Task directions – For each line of the data below that holds "parent", copy the line.

Record set –
PR #252, opened 2019-01-22
Output and record standard streams in in-toto-run

### LINKED ISSUE #11: Properly duplicate standard streams

lukpueh:
**Fixes issue #**:
Fixes #11 

Add `subprocess.run`-like function to `in_toto.process` module that redirects standard output and standard error of the executed command to temporary files and both writes the contents to the corresponding streams of the parent process during execution and also returns them along
with the child process's return code upon its termination.

This function is called `in_toto_run` when passing `record_streams=True`.

The PR is a friendly takeover of #160. Thanks for the solid ground work, @ng1355! 

requirements**:

### DIFF
--- a/in_toto/process.py
+++ b/in_toto/process.py
@@ -178,11 +178,13 @@ def run_duplicate_streams(cmd, timeout=SUBPROCESS_TIMEOUT):
   stderr_fd, stderr_name = tempfile.mkstemp()
   try:
     with io.open(stdout_name, "r") as stdout_reader, \
-        io.open(stderr_name, "r") as stderr_reader:
+        os.fdopen(stdout_fd, "w") as stdout_writer, \
+        io.open(stderr_name, "r") as stderr_reader, \
+        os.fdopen(stderr_fd, "w") as stderr_writer:
 
       # Start child , writing standard streams to temporary files
-      proc = subprocess.Popen(cmd, stdout=stdout_fd,
-          stderr=stderr_fd, universal_newlines=True)
+      proc = subprocess.Popen(cmd, stdout=stdout_writer,
+          stderr=stderr_writer, universal_newlines=True)
       proc_start_time = time.time()
 
       stdout_str = stderr_str = ""
--- a/in_toto/process.py
+++ b/in_toto/process.py
@@ -19,11 +19,16 @@
   - require the Py3 subprocess backport `subprocess32` on Python2,
   - in-toto namespace subprocess constants (DEVNULL, PIPE) and
   - provide a custom `subprocess.run` wrapper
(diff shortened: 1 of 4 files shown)


in_toto/process.py
```diff
@@ -40,11 +45,11 @@
 PIPE = subprocess.PIPE
 
 
+
```
SantiagoTorres: Probably this stray newline can go away.

in_toto/process.py
```diff
@@ -118,3 +123,97 @@ def run(cmd, check=True, timeout=SUBPROCESS_TIMEOUT, **kwargs):
...
+          raise subprocess.TimeoutExpired(cmd, timeout)
+
+        # Read from child process's redirected streams, write to parent
+        # process's standard streams and construct retuirn values
+        stdout_part = stdout_reader.read()
+        stderr_part = stderr_reader.read()
+        sys.stdout.write(stdout_part)
+        sys.stderr.write(stderr_part)
+        sys.stdout.flush()
+        sys.stderr.flush()
```
SantiagoTorres, line 210: silly comment, but are all of these IPC calls available on windows too?

tests/test_process.py
```diff
@@ -50,5 +54,67 @@ def test_input_vs_stdin(self):
...
+
+    for cmd in [cmd_str, cmd_list]:
+      return_code, _, _ = in_toto.process.run_duplicate_streams(cmd)
+      self.assertEqual(return_code, 100)
+
+
+  def test_run_duplicate_streams_timeout(self):
+    """Test raise TimeoutExpired. """
+    with self.assertRaises(in_toto.process.subprocess.TimeoutExpired):
+      in_toto.process.run_duplicate_streams("python --version", timeout=-1)
```
SantiagoTorres, line 117: how is this timing out?

in_toto/process.py
lukpueh: According to the passing windows tests on appveyor they do.

tests/test_process.py
lukpueh: It times out a second before it started, and thus returns immediately. `subprocess`' timeout has the same behavior.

Written solution –
Add `subprocess.run`-like function to `in_toto.process` module that redirects standard output and standard error of the executed command to temporary files and both writes the contents to the corresponding streams of the parent process during execution and also returns them along
+        # Read from child process's redirected streams, write to parent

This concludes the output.